The minimum we might need to make use of guest_memfd (v1 or v2 ;) ) not just for private memory should be:
(1) Have private + shared parts backed by guest_memfd. Either the same, or a fd pair. (2) Allow to mmap only the "shared" parts. (3) Allow in-place conversion between "shared" and "private" parts.
These three were covered (modulo bugs) in the guest_memfd() RFC I'd sent a while back:
https://lore.kernel.org/all/20240222161047.402609-1-tabba@google.com/
I remember there was a catch to it (either around mmap or pinning detection -- or around support for huge pages in the future; maybe these count as BUGs :) ).
I should probably go back and revisit the whole thing, I was only CCed on some part of it back then.
(4) Allow migration of the "shared" parts.
We would really like that too, if they allow us :)
A) Convert shared -> private?
- Must not be GUP-pinned
- Must not be mapped
- Must not reside on ZONE_MOVABLE/MIGRATE_CMA
- (must rule out any other problematic folio references that could read/write memory, might be feasible for guest_memfd)
B) Convert private -> shared?
- Nothing to consider
C) Map something?
- Must not be private
A,B and C were covered (again, modulo bugs) in the RFC.

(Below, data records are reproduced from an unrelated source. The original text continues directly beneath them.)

PR #4626, opened 2019-02-11
Add new ngeo-draggable-handle option to modalComponent

fredj:
ping @gberaudo @llienher

### DIFF
--- a/src/message/modalComponent.js
+++ b/src/message/modalComponent.js
@@ -36,6 +36,8 @@ const module = angular.module('ngeoModal', []);
  *
  * See our live example: [../examples/modal.html](../examples/modal.html)
  *
+ * @htmlAttribute {string} ngeo-draggable-handle The jquery selector that define the element
+ *     that can starts the dragging sequence. Defaults to `.modal-header`.
  * @htmlAttribute {boolean} ngeo-modal-resizable Whether the modal can be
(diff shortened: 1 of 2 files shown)


gberaudo:
@sbrunner, @ybolognini, we found out the issue with have with the Luxembourg app is due to a bug in ngeo. The chrome browser in Android does not support our clicks inside draggable boxes.

Currently modals are draggable: the user can drag any part of the modal and move it around.

A reasonable workaround would be to:
- restrict drag to the modal headers (the text part only).

Bonus questions:
- does it make sense for modals to be draggable?
- are there other parts of ngeo/gmf that are impacted by this issue?
- can this be fixed for 2.4?

src/message/modalComponent.js
```diff
@@ -123,7 +131,9 @@ class Controller {
     this.resizable = !!this.resizable;
 
     const dialog = this.modal_.find('.modal-dialog');
-    dialog.draggable();
+    dialog.draggable({
+      handle: this.draggableHandle || '.modal-header'
```
gberaudo: To allow clicking on the close buttons, shouldn't the default be `.modal-title`?

gberaudo: The `.modal-title` is not always present, so what you implemented is better.

PR #4632, opened 2019-02-12
 Only activate swipe up/down on the collapse button

fredj:
demo: https://camptocamp.github.io/ngeo/GSGMF-758/examples/contribs/gmf/apps/mobile.html


fredj:
validated by @kalbermattenm, merging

For ordinary (small) pages, that might be feasible. (ZONE_MOVABLE/MIGRATE_CMA might be feasible, but maybe we could just not support them initially)
The real fun begins once we want to support huge pages/large folios and can end up having a mixture of "private" and "shared" per huge page. But really, that's what we want in the end I think.
I agree.
Unless we can teach the VM to not convert arbitrary physical memory ranges on a 4k basis to a mixture of private/shared ... but I've been told we don't want that. Hm.
There are two big problems with that that I can see:
- References/GUP-pins are per folio
What if some shared part of the folio is pinned but another shared part that we want to convert to private is not? Core-mm will not provide the answer to that: the folio maybe pinned, that's it. *Disallowing* at least long-term GUP-pins might be an option.
Right.
To get stuff into an IOMMU, maybe a per-fd interface could work, and guest_memfd would track itself which parts are currently "handed out", and with which "semantics" (shared vs. private).
[IOMMU + private parts might require that either way? Because, if we dissallow mmap, how should that ever work with an IOMMU otherwise].
Not sure if IOMMU + private makes that much sense really, but I think I might not really understand what you mean by this.
A device might be able to access private memory. In the TDX world, this would mean that a device "speaks" encrypted memory.
At the same time, a device might be able to access shared memory. Maybe devices can do both?
What do do when converting between private and shared? I think it depends on various factors (e.g., device capabilities).
[...]
I recall quite some details with memory renting or so on pKVM ... and I have to refresh my memory on that.
I really would like to get to a place where we could investigate and sort out all of these issues. It would be good to know though, what, in principle (and not due to any technical limitations), we might be allowed to do and expand guest_memfd() to do, and what out of principle is off the table.
As Jason said, maybe we need a revised model that can handle [...] private+shared properly.